In order to reduce platinum consumption it is essential to use platinum more effectively than ever. The fuel cell reaction takes place at the three-phase boundary in the catalyst layer, where all of the platinum catalyst, the proton conductive material and the fuel gas (or oxidant gas) exist. Thus, it is very important to increase reaction sites by keeping the platinum catalyst and the proton conductive material in an appropriate state in the three-phase boundary. This is achieved, for example, by preparing a catalyst layer by coating and drying ink-like paint which is a mixture of platinum loading carbon and proton conductive polymer electrolyte solution, as is described in JP 2005-320523 A (Laid-Open publication) etc.

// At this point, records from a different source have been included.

PR #4403, opened 2022-11-21
Fix GenerateXdmf for #4378

nilsvu:
## Proposed changes

Broken due to interaction with #4378.

### Code review checklist

  Then open `index.html`.
  `new feature` if appropriate.

### DIFF
--- a/src/Visualization/Python/GenerateXdmf.py
+++ b/src/Visualization/Python/GenerateXdmf.py
@@ -246,6 +246,10 @@ def generate_xdmf(file_prefix, output, subfile_name, start_time, stop_time,
                 components.remove('grid_names')
                 components.remove('bases')
                 components.remove('quadratures')
+                if 'domain' in components:
+                    components.remove('domain')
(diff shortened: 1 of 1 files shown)


nilsdeppe (approved):

src/Visualization/Python/GenerateXdmf.py
```diff
@@ -246,6 +246,10 @@ def data_item(data_type):
                 components.remove('grid_names')
```
nilsdeppe, line 246: Would something like a `list` of things to remove if they exist be useful/more maintainable?

nilsvu: 🤷‍♂️ I think we should eventually use the Py bindings here. Then we don't need to maintain this list in two places at all (`h5::VolumeData::list_tensor_components` already handles this).

nilsdeppe: Ah yea, agreed :)

PR #4405, opened 2022-11-22
Add analytic gauge condition to GH

nilsdeppe:
## Proposed changes

Allows using things like KS as the gauge.

After this I will have another 2-3 PRs to add tags and switch the exucatble, plus a couple helper things before the runtime gauge choices are completely done.

### Code review checklist

  Then open `index.html`.
  `new feature` if appropriate.

### DIFF
--- a/src/Evolution/Systems/GeneralizedHarmonic/GaugeSourceFunctions/AnalyticChristoffel.hpp
+++ b/src/Evolution/Systems/GeneralizedHarmonic/GaugeSourceFunctions/AnalyticChristoffel.hpp
@@ -1,0 +1,86 @@
+// Distributed under the MIT License.
+// See LICENSE.txt for details.
+
+#pragma once
+
+#include <cstddef>
+#include <memory>
+#include <pup.h>
+#include <string>
+
+#include "DataStructures/Tensor/TypeAliases.hpp"
+#include "Evolution/Systems/GeneralizedHarmonic/GaugeSourceFunctions/Gauges.hpp"
+#include "Options/Options.hpp"
+#include "PointwiseFunctions/InitialDataUtilities/InitialData.hpp"
+#include "Utilities/TMPL.hpp"
+
+/// \cond
+class DataVector;
+namespace gsl {
+template <class T>
+class not_null;
+}  // namespace gsl
+template <size_t Dim>
+class Mesh;
+/// \endcond
+
+namespace GeneralizedHarmonic::gauges {
+/*!
+ * \brief Imposes the analytic gauge condition,
+ * \f$H_a=\Gamma_a^{\mathrm{analytic}}\f$ from an analytic solution or analytic
+ * data.
+ *
+ * \warning Assumes \f$\partial_t \Gamma_a=0\f$ i.e. the solution is static or
+ * in harmonic gauge.
+ */
+class AnalyticChristoffel final : public GaugeCondition {
+ public:
+  /// \brief What analytic solution/data to prescribe.
+  struct AnalyticPrescription {
+    static constexpr Options::String help =
+        "What analytic solution/data to prescribe.";
+    using type = std::unique_ptr<evolution::initial_data::InitialData>;
+  };
+
+  using options = tmpl::list<AnalyticPrescription>;
+
+  static constexpr Options::String help{
+      "Apply the analytic gauge condition H_a = Gamma_a, where Gamma_a comes "
+      "from the AnalyticPrescription."};
+
+  AnalyticChristoffel() = default;
+  AnalyticChristoffel(const AnalyticChristoffel&);
+  AnalyticChristoffel& operator=(const AnalyticChristoffel&);
+  AnalyticChristoffel(AnalyticChristoffel&&) = default;
+  AnalyticChristoffel& operator=(AnalyticChristoffel&&) = default;
+  ~AnalyticChristoffel() override = default;
+
+  explicit AnalyticChristoffel(
+      std::unique_ptr<evolution::initial_data::InitialData>
+          analytic_prescription);
+
+  /// \cond
+  explicit AnalyticChristoffel(CkMigrateMessage* msg);
+  using PUP::able::register_constructor;
+  WRAPPED_PUPable_decl_template(AnalyticChristoffel);  // NOLINT
+  /// \endcond
+
+  template <size_t SpatialDim>
+  void gauge_and_spacetime_derivative(
+      gsl::not_null<tnsr::a<DataVector, SpatialDim, Frame::Inertial>*> gauge_h,
+      gsl::not_null<tnsr::ab<DataVector, SpatialDim, Frame::Inertial>*>
+          d4_gauge_h,
+      const Mesh<SpatialDim>& mesh, const double time,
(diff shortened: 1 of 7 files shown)


src/Evolution/Systems/GeneralizedHarmonic/GaugeSourceFunctions/Analytic.hpp
```diff
@@ -0,0 +1,81 @@
...
+/// \endcond
+
+namespace GeneralizedHarmonic::gauges {
+/*!
+ * \brief Imposes the analytic gauge condition,
+ * \f$H_a=\Gamma_a^{\mathrm{analytic}}\f$.
+ *
+ * \warning Assumes \f$\partial_t \Gamma_a=0\f$ i.e. the solution is static.
+ */
+class Analytic final : public GaugeCondition {
```
knelli2: How do you feel about naming this `AnalyticChristoffel`? Just `Analytic` doesn't really give any insight into what the gauge is because technically $H_a = 0, H_a = 2 \Gamma_a^{\mathrm{Analytic}}$ are all analytic as well, but aren't what we *mean* when we say analytic.

src/Evolution/Systems/GeneralizedHarmonic/GaugeSourceFunctions/Analytic.hpp
```diff
@@ -0,0 +1,81 @@
...
+  /// \brief What analytic solution/data to prescribe.
+  struct AnalyticPrescription {
+    static constexpr Options::String help =
+        "What analytic solution/data to prescribe.";
+    using type = std::unique_ptr<evolution::initial_data::InitialData>;
+  };
+
+  using options = tmpl::list<AnalyticPrescription>;
+
+  static constexpr Options::String help{"Apply an analytic gauge condition."};
```
knelli2: Could you change this to `Apply the analytic gauge condition H_a = Gamma_a, where Gamma_a comes from the AnalyticPrescription`.

src/Evolution/Systems/GeneralizedHarmonic/GaugeSourceFunctions/RegisterDerived.cpp
```diff
@@ -3,21 +3,40 @@
...
+#include "Utilities/TMPL.hpp"
 
 namespace GeneralizedHarmonic::gauges {
 namespace {
 template <size_t Dim>
 void impl() {
-  Parallel::register_classes_with_charm(tmpl::list<>{});
+  // The analytic gauge condition also can hold all the different solutions, so
+  // register those too.
+  using solutions = tmpl::append<
```
knelli2: Isn't this the same typelist as in `GeneralizedHarmonic/AllSolutions.hpp`?

tests/Unit/Evolution/Systems/GeneralizedHarmonic/GaugeSourceFunctions/Test_Analytic.cpp
```diff
@@ -0,0 +1,199 @@
...
+        tmpl::pair<evolution::initial_data::InitialData,
+                   tmpl::list<GeneralizedHarmonic::Solutions::WrappedGr<
+                                  gr::Solutions::KerrSchild>,
+                              GeneralizedHarmonic::Solutions::WrappedGr<
+                                  gr::Solutions::GaugeWave<Dim>>>>>;
+  };
+};
+
+template <size_t Dim>
+void test(const Mesh<Dim>& mesh) {
```
knelli2: [optional] Rename to `test_gauge_wave` to match `test_ks`

tests/Unit/Evolution/Systems/GeneralizedHarmonic/GaugeSourceFunctions/Test_Analytic.cpp
```diff
@@ -0,0 +1,199 @@
...
+                                      make_not_null(&d4_gauge_h), mesh, time,
+                                      inertial_coords, inverse_jacobian);
+
+  CHECK_ITERABLE_APPROX(
+      gauge_h, (tnsr::a<DataVector, Dim, Frame::Inertial>(num_points, 0.0)));
+  CHECK_ITERABLE_APPROX(d4_gauge_h, (tnsr::ab<DataVector, Dim, Frame::Inertial>(
+                                        num_points, 0.0)));
+}
+
+void test_ks(const Mesh<3>& mesh) {
```
knelli2: Not a change request, but this is basically just copying the internals of the analytic gauge condition. Not really sure what the best way is to test it though. What'd be optimal is if you calculated $\Gamma_a$ by hand given some special choice of mass and spin that weren't zero and just compared the new function against what you got by hand rather than redoing the calculation. But that's a lot of work and is probably unnecessary.

knelli2 (changes requested):

src/Evolution/Systems/GeneralizedHarmonic/GaugeSourceFunctions/Analytic.hpp
nilsdeppe: Yea, sounds good to me. I have no attachment to the current name, just couldn't  think of anything better at the time :D

tests/Unit/Evolution/Systems/GeneralizedHarmonic/GaugeSourceFunctions/Test_Analytic.cpp
nilsdeppe: Yea, I can't think of anything better offhand because even testing the 1-index constraint requires recomputing the stuff inside the original class...

nilsdeppe:
Rebased and squashed. Hopefully I got all the requests :) Thanks for reviewing!

knelli2 (dismissed):

src/Evolution/Systems/GeneralizedHarmonic/GaugeSourceFunctions/AnalyticChristoffel.hpp
```diff
@@ -0,0 +1,85 @@
...
+class Mesh;
+/// \endcond
+
+namespace GeneralizedHarmonic::gauges {
+/*!
+ * \brief Imposes the analytic gauge condition,
+ * \f$H_a=\Gamma_a^{\mathrm{analytic}}\f$ from an analytic solution or analytic
+ * data.
+ *
+ * \warning Assumes \f$\partial_t \Gamma_a=0\f$ i.e. the solution is static.
```
kidder: I'm confused; you test this on a gauge wave which is not static

nilsdeppe: The derivative being zero is fine (it's just a test). I'm confused on that H_a seems to vanish. That's not what I get analytically...

nilsdeppe: Updated to specify it can be either static or in harmonic gauge. I think technically any spatially and temporally constant function is okay, but H_a=0 is the only realistically used one that I know of.

kidder (approved):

FIG. 3 is a partial exemplary diagram showing an example of a conventional catalyst layer. According to the conventional recipe, in which the proton conductive polymer electrolyte (13) and the platinum catalyst loading carbons (14) are combined to form the catalyst layer, the platinum catalyst loading carbons (14) clump together in the electrolyte (13). Then, even if some platinum catalyst loading carbons (11) can provide electrolyte (13) with protons, other platinum catalyst loading carbons (12) can not. Consequently, it becomes difficult to promote efficient use of platinum and this disadvantage results in insufficient battery performance per unit amount of platinum. Particularly when equipped on a vehicle, the fuel gas diffusion and the battery performance tend to be more insufficient because larger instant currents are required than in the case of cogeneration unit use.
The present invention aims to provide a catalyst layer which has a higher output performance but requires less platinum catalyst than before. In addition, this invention provides a fuel cell and a membrane electrode assembly therefor using said catalyst layer.